Re: path toward faster partition pruning

Amit Langote-2
In reply to this post by Amit Langote-2
On 2017/08/21 15:37, Amit Langote wrote:

> Meanwhile, I thought I'd share a couple of patches that implement some
> restructuring of the planner code related to partitioned table inheritance
> planning that I think would be helpful.  They are to be applied on top of
> the patches being discussed at [1].  Note that these patches themselves
> don't implement the actual code that replaces constraint exclusion as a
> method of performing partition pruning.  I will share that patch after
> debugging it some more.
>
> The next patch that will implement
> actual partition-pruning will add some more code that will run under
> find_partitions_for_query().
Attached is now also the set of patches that implement the actual
partition-pruning logic, viz. the last 3 patches (0004, 0005, and 0006) of
the attached.

Because the patch helps avoid performing constraint exclusion on *all*
partitions for a given query, one might expect this to improve performance
for queries on partitioned tables and scale to a fairly large number of
partitions.  Here are some numbers for the partitioned table and the query
shown below:

\d+ ptab
Columns: (a date, b int, c text)
Partition key: RANGE (a, b)
Partitions:
ptab_00001 FOR VALUES FROM ('2017-08-31', 1) TO ('2017-08-31', 1000),
ptab_00002 FOR VALUES FROM ('2017-08-31', 1000) TO ('2017-08-31', 2000),
ptab_00003 FOR VALUES FROM ('2017-08-31', 2000) TO ('2017-08-31', 3000),
ptab_00004 FOR VALUES FROM ('2017-08-31', 3000) TO ('2017-08-31', 4000),
ptab_00005 FOR VALUES FROM ('2017-08-31', 4000) TO ('2017-08-31', 5000),

ptab_00006 FOR VALUES FROM ('2017-09-01', 1) TO ('2017-09-01', 1000),
ptab_00007 FOR VALUES FROM ('2017-09-01', 1000) TO ('2017-09-01', 2000),

...
ptab_NNNNN FOR VALUES FROM (..., 4000) TO (..., 5000),

A query that prunes all partitions (empty result!):

explain select * from ptab where a < '2017-08-31';

Comparison of the average response times (in milliseconds) after running
the same query 100 times using pgbench against the database:

  #: Number of partitions of ptab
c_e: Constraint exclusion
f_p: Fast pruning


    #      c_e      f_p
=====    =====     ====
   10      0.7      0.4
   50      1.8      0.6
  100      3.2      0.8
  500     16.8      2.7
 1000     36.2      5.0
 2000     79.7     10.2
 5000    214.7     27.0
10000    443.6     64.8

For each partitioned table in a given partition tree (provided it is not
pruned to begin with), the query's clauses are matched to its partition
key and from the matched clauses, a pair of bounding keys (Datum tuples
with <= key->partnatts values for possibly a prefix of a multi-column key)
is generated.  They are passed to partition.c: get_partitions_for_keys()
as Datum *minkeys and Datum *maxkeys.  A list of partitions covering that
key range is returned.  When generating that list, whether a particular
scan key is inclusive or not is considered along with the partitioning
strategy.  It should be possible to support hash partitioning with
(hopefully) minimal changes to get_partitions_for_keys().

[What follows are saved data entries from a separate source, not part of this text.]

PR #3635, opened 2024-05-22
build: Remove unused dependencies

anonrig:
I've given @boshen 's cargo-shear a try: https://github.com/Boshen/cargo-shear

#skip-changelog

### DIFF
--- a/relay-dynamic-config/Cargo.toml
+++ b/relay-dynamic-config/Cargo.toml
@@ -30,9 +30,6 @@ relay-quotas = { workspace = true }
 relay-sampling = { workspace = true }
 serde = { workspace = true }
 serde_json = { workspace = true }
-smallvec = { workspace = true }
 
 [dev-dependencies]
-insta = { workspace = true }
 similar-asserts = { workspace = true }
-indexmap = { workspace = true }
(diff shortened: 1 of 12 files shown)


relay-dynamic-config/Cargo.toml
```diff
@@ -30,9 +30,6 @@ relay-quotas = { workspace = true }
 relay-sampling = { workspace = true }
 serde = { workspace = true }
 serde_json = { workspace = true }
-smallvec = { workspace = true }
 
 [dev-dependencies]
-insta = { workspace = true }
```
colin-sentry, line 36: this is probably required

colin-sentry: for `cargo insta review`

anonrig: I couldn't find any usages inside `relay-dynamic-config`. Is this line still required to run `cargo insta review` even if the workspace has `insta` as a dependency?

Dav1dde (approved):

relay-dynamic-config/Cargo.toml
jan-auer: `cargo insta` commands require the crate installed on the host, so it doesn't have to be in dependencies.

There are still certain limitations on the planner side of things:

1. OR clauses are not counted as contributing toward bounding scan keys;
   currently only OpExprs and NullTests are recognized, so an OR clause
   would get skipped from consideration when generating the bounding keys
   to pass to partition.c

2. Redundant clauses are not appropriately pre-processed; so if a query
   contains a = 10 and a > 1, the latter clause will be matched and
   partitions holding values with a > 1 and a < 10 will not be pruned,
   even if none of their rows will pass the query's condition

Fixing these limitations, adding more regression tests and implementing
some of the things suggested by Ashutosh Bapat [1] to prevent conflicting
changes with some preparatory patches in the partitionwise-join patch
series [2] are TODOs.

Adding this to CF-201709 as "faster partition pruning in planner".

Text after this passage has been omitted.